-- Work task --
Copy all of the data that follows without altering a word.
━━━━━ Raw data
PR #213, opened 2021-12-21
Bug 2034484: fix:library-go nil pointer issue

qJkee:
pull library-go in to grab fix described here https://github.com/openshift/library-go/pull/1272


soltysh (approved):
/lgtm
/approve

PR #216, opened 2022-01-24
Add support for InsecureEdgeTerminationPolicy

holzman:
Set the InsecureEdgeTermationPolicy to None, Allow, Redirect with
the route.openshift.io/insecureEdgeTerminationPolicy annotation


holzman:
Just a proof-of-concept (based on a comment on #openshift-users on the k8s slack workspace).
━━━━━━━━━━
-- Exercise solution --
PR #213, opened 2021-12-21
Bug 2034484: fix:library-go nil pointer issue

qJkee:
pull library-go in to grab fix described here https://github.com/openshift/library-go/pull/1272


soltysh (approved):
/lgtm
/approve

PR #216, opened 2022-01-24
Add support for InsecureEdgeTerminationPolicy

holzman:
Set the InsecureEdgeTermationPolicy to None, Allow, Redirect with
the route.openshift.io/insecureEdgeTerminationPolicy annotation


holzman:
Just a proof-of-concept (based on a comment on #openshift-users on the k8s slack workspace).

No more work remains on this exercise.